* [Working data]
PR #7410, opened 2026-03-31
Fix init with project-id when agent.yaml doesn't contain a model resource

### LINKED ISSUE #7409: project-id flag is ignored when agent manifest doesn't contain a model resource
When running azd ai agent init -p <project-resource-id> -m <manifest-url>, the --project-id flag is ignored if the agent manifest does not contain model resources (no resources: section with kind: model). Instead
  of using the provided Foundry project, the CLI prompts for a location and proceeds to create new resources.

  Manifests with model resources correctly honor -p and use the existing project.

  Repro
```
   # Manifest WITHOUT model resources — ignores -p, prompts for location
   azd ai agent init \
     -p /subscriptions/<SUB>/resourceGroups/<RG>/providers/Microsoft.CognitiveServices/accounts/<ACCOUNT>/projects/<PROJECT> \
     -m https://github.com/microsoft/hosted-agents-vnext-private-preview/blob/antrikshjain/invoke-response-samples/samples/python/agentserver-responses/echo-agent-streaming/agent.yaml
```
```   
   # Manifest WITH model resources — honors -p, uses existing project
   azd ai agent init \
     -p /subscriptions/<SUB>/resourceGroups/<RG>/providers/Microsoft.CognitiveServices/accounts/<ACCOUNT>/projects/<PROJECT> \
     -m https://github.com/microsoft-foundry/foundry-samples/blob/main/samples/python/hosted-agents/agent-framework/agent-with-local-tools/agent.yaml
```

  **Expected behavior**

  Both commands should use the provided Foundry project (skip location prompt, configure ACR/AppInsights from the project).

  **Actual behavior**

  The no-model-resources manifest prompts "Select an Azure location" and enters the create-new-resources flow, ignoring -p entirely.

  **Root cause**

  In configureModelChoice() (internal/cmd/init.go), the !manifestHasModelResources() branch unconditionally calls ensureSubscriptionAndLocation() and returns early — it never checks a.flags.projectResourceId and
  never calls selectFoundryProject().

  The "has model resources" branch correctly checks projectResourceId and auto-selects the existing-project path via selectFoundryProject(), which derives location from the project and configures Foundry env vars
  (ACR, AppInsights, etc.).

   // Current code — no-model-resources path ignores -p
   if !manifestHasModelResources(agentManifest) {
       newCred, err := ensureSubscriptionAndLocation(...)  // always prompts for location
       a.credential = newCred
       return agentManifest, nil  // never reaches selectFoundryProject()
   }

  Fix

  When -p is provided and there are no model resources, follow the same pattern as the existing-project path: ensureSubscription() → selectFoundryProject() (sets location, ACR, AppInsights from the project) → fall
  back to ensureLocation() only if the project isn't found.

therealjohn:
Copilot created
Fixes #7409

### DIFF
--- a/cli/azd/extensions/azure.ai.agents/internal/cmd/init.go
+++ b/cli/azd/extensions/azure.ai.agents/internal/cmd/init.go
@@ -568,9 +568,7 @@ func (a *InitAction) configureModelChoice(
 			}
 
 			if selectedProject == nil {
-				if err := ensureLocation(ctx, a.azdClient, a.azureContext, a.environment.Name); err != nil {
-					return nil, err
-				}
+				return nil, fmt.Errorf("foundry project not found: %s", a.flags.projectResourceId)
 			}
 		} else {
 			newCred, err := ensureSubscriptionAndLocation(
--- a/cli/azd/extensions/azure.ai.agents/internal/cmd/init_from_templates_helpers.go
+++ b/cli/azd/extensions/azure.ai.agents/internal/cmd/init_from_templates_helpers.go
@@ -21,7 +21,7 @@ import (
 	"github.com/fatih/color"
 )
 
-const agentTemplatesURL = "https://raw.githubusercontent.com/therealjohn/awesome-azd/refs/heads/agent-tooling-templates/website/static/agent-templates.json"
+const agentTemplatesURL = "https://aka.ms/foundry-agents"
 
 // Template type constants
 const (


cli/azd/extensions/azure.ai.agents/internal/cmd/init.go
```diff
@@ -545,16 +545,44 @@ func (a *InitAction) configureModelChoice(
...
+			)
+			if err != nil {
+				return nil, err
+			}
+
+			if selectedProject == nil {
+				if err := ensureLocation(ctx, a.azdClient, a.azureContext, a.environment.Name); err != nil {
+					return nil, err
+				}
+			}
```
jongio, line 572: **[MEDIUM]** Logic: Unreachable nil-project guard

When `projectResourceId` is explicitly provided, `selectFoundryProject` calls `getFoundryProject` which either returns a valid project (success) or returns an error (failure). It can't return `(nil, nil)` - doing so would panic at line 926 of `init_foundry_resources_helpers.go` (`*project` dereference).

This `selectedProject == nil` block is dead code in the `projectResourceId != ""` branch. It's cargo-culted from the "existing" model config case (line 610) where it handles the interactive "Create new" choice - which doesn't apply when a specific project ID is passed.

Not harmful, but misleading to a reader who might think nil is a valid outcome here. Consider replacing with a defensive error:

```suggestion
		if selectedProject == nil {
			return nil, fmt.Errorf("foundry project not found: %s", a.flags.projectResourceId)
		}
```

cli/azd/extensions/azure.ai.agents/internal/cmd/init_from_templates_helpers.go
```diff
@@ -21,7 +21,7 @@ import (
 	"github.com/fatih/color"
 )
 
-const agentTemplatesURL = "https://aka.ms/foundry-agents"
+const agentTemplatesURL = "https://raw.githubusercontent.com/therealjohn/awesome-azd/refs/heads/agent-tooling-templates/website/static/agent-templates.json"
```
wbreza: **[HIGH]** Template URL changed to personal repo branch — unrelated to bug fix

This changed from `https://aka.ms/foundry-agents` (stable Microsoft shortlink) to a raw GitHub URL on a personal repo's feature branch. Risks:

1. Personal repos can be deleted/renamed
2. Feature branch `agent-tooling-templates` may be deleted after merge
3. The `aka.ms` link was a stable, owned endpoint

Consider reverting this change and either updating the `aka.ms` redirect target, or moving this URL change to a separate PR once the content is published to an official endpoint.

wbreza (commented):
## PR Review — Azure/azure-dev#7410

**Fix init with project-id when agent.yaml doesn't contain a model resource** by @therealjohn

### Summary

What: When `--project-id` is provided but the agent manifest has no model resources, `configureModelChoice` now calls `ensureSubscription` + `selectFoundryProject` (mirroring the existing-project pattern) to derive location and Foundry env vars from the specified project instead of prompting.

Why: Fixes #7409 — the no-model-resources path was ignoring `--project-id` and always prompting for location.

Assessment: The bug fix is correct and mirrors the established pattern well. One concern: the template URL constant change is unrelated to the fix and points to a personal repo branch.

### Findings

| Priority | Count |
|----------|-------|
| High | 1 |
| Low | 2 |
| **Total** | **3** |

### What's Done Well

- Fix correctly mirrors the existing-project pattern from the "existing" model config case
- Updated comment clearly explains the `--project-id` behavior
- All error paths properly propagated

* [Work required] Every line in the data that holds the string "always" should be copied.

* [Completed task]
       newCred, err := ensureSubscriptionAndLocation(...)  // always prompts for location
Why: Fixes #7409 — the no-model-resources path was ignoring `--project-id` and always prompting for location.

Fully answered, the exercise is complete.